● **Extracted information**
◆ ◆ ◆ ◆ ◆ ◆ ◆

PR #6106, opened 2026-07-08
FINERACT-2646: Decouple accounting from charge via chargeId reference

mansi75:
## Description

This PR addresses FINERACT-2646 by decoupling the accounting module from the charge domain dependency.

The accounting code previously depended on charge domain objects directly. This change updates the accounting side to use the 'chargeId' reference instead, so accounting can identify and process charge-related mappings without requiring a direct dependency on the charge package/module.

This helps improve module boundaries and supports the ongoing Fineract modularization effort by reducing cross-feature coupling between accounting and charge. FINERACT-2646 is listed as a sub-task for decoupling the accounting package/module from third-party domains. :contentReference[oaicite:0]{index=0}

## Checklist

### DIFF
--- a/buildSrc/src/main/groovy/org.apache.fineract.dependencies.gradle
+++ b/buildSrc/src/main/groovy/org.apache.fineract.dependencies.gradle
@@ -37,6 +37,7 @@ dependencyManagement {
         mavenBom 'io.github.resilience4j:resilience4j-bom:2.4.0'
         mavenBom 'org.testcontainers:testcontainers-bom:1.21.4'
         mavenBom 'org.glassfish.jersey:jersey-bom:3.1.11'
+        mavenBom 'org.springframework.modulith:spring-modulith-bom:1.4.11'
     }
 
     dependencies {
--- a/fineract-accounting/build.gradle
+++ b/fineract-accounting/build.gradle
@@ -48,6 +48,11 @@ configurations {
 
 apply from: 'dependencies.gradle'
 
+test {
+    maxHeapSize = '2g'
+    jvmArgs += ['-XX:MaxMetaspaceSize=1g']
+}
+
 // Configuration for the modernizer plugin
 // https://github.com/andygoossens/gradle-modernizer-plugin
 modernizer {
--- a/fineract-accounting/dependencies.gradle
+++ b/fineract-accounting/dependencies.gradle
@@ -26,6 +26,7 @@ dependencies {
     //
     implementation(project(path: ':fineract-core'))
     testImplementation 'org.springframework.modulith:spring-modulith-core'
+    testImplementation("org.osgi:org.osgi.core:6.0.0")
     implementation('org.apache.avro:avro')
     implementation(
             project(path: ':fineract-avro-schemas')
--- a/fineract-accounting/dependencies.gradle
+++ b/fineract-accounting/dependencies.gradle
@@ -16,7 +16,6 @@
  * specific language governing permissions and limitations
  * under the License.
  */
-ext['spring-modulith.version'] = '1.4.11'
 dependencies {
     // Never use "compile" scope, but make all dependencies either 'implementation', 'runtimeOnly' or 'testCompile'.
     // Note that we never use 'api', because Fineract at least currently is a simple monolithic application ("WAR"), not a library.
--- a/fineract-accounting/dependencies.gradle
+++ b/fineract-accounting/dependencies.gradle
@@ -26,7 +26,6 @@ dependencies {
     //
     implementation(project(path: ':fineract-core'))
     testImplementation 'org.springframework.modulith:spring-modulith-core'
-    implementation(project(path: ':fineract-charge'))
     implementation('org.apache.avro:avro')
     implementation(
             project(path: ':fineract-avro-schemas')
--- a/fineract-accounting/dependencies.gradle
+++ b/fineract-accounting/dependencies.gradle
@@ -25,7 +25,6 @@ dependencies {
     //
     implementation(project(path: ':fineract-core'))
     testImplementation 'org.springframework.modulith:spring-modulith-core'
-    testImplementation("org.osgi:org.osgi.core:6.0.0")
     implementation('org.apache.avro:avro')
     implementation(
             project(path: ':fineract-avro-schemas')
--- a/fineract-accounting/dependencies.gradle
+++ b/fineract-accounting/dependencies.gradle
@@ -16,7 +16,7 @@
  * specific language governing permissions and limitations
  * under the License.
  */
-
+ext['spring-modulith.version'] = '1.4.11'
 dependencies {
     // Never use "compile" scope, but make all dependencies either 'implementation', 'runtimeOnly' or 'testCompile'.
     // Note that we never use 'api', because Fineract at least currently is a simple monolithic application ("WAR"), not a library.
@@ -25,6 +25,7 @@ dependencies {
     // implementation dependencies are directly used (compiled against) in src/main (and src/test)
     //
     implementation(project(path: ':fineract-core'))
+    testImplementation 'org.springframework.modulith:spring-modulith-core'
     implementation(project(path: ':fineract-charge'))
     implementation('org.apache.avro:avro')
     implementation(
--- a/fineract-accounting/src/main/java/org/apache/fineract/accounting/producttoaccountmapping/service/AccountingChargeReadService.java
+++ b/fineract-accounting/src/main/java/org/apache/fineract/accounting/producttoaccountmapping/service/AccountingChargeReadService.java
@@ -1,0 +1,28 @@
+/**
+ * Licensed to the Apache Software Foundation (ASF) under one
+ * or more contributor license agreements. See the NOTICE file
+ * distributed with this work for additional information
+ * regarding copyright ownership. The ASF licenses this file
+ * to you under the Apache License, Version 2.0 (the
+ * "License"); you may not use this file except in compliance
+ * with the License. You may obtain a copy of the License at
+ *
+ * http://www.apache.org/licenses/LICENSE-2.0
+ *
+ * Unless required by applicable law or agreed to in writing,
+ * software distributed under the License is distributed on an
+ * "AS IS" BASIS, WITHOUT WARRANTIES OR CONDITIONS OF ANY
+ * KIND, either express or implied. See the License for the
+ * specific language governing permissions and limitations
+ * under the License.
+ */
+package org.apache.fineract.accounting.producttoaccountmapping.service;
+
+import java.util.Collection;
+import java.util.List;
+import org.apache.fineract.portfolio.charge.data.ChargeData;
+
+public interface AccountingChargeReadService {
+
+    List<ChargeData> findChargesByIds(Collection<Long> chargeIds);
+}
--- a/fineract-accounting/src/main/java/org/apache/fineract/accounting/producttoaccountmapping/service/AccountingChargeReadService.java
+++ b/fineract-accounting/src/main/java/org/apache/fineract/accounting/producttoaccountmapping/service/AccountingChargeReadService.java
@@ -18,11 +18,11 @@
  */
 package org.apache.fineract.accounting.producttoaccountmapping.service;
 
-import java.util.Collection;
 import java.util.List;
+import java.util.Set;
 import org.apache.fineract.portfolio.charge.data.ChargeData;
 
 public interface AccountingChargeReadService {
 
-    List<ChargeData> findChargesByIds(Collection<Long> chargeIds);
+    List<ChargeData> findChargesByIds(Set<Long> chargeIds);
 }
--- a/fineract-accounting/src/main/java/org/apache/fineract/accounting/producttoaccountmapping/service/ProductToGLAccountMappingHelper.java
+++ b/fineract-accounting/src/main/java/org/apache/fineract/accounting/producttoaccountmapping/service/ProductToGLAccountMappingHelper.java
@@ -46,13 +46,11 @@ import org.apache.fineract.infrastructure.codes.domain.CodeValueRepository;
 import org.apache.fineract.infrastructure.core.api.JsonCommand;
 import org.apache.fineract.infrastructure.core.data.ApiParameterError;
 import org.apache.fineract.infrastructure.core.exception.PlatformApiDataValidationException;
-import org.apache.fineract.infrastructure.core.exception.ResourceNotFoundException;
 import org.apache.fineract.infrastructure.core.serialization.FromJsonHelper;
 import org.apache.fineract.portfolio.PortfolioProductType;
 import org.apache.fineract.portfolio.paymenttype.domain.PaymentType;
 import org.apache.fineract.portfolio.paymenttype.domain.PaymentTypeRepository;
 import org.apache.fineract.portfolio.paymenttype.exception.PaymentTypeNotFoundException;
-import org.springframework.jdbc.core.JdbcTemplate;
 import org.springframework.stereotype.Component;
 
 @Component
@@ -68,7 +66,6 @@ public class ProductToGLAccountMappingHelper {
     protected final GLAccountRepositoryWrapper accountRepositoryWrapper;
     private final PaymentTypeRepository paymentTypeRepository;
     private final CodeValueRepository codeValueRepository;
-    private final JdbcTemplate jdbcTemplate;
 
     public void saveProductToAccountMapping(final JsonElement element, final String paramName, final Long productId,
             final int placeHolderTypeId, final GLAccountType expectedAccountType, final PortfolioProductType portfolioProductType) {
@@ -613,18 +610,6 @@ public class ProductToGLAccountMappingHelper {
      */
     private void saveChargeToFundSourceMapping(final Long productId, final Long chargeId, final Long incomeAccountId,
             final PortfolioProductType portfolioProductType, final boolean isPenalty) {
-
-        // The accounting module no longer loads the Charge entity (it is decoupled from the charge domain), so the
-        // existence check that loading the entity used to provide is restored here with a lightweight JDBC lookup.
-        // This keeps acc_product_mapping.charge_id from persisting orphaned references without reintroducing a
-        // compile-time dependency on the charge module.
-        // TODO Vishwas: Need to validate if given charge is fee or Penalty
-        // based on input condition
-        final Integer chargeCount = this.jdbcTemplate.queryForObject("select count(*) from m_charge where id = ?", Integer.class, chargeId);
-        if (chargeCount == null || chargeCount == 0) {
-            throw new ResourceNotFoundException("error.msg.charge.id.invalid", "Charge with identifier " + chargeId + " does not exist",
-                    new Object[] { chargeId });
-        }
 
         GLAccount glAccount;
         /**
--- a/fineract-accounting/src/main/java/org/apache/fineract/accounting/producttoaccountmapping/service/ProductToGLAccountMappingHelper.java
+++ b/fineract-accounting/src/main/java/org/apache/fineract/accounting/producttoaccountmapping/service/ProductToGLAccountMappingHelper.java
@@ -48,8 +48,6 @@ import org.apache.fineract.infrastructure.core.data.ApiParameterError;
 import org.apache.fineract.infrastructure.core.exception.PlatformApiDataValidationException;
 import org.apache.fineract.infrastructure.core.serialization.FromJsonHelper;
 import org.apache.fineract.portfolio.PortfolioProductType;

◆ ◆ ◆ ◆ ◆ ◆ ◆

● **Exercise requirements**
If a line in the records above contains the word "PaymentTypeRepository", copy it.

● **Exercise output**
 import org.apache.fineract.portfolio.paymenttype.domain.PaymentTypeRepository;
     private final PaymentTypeRepository paymentTypeRepository;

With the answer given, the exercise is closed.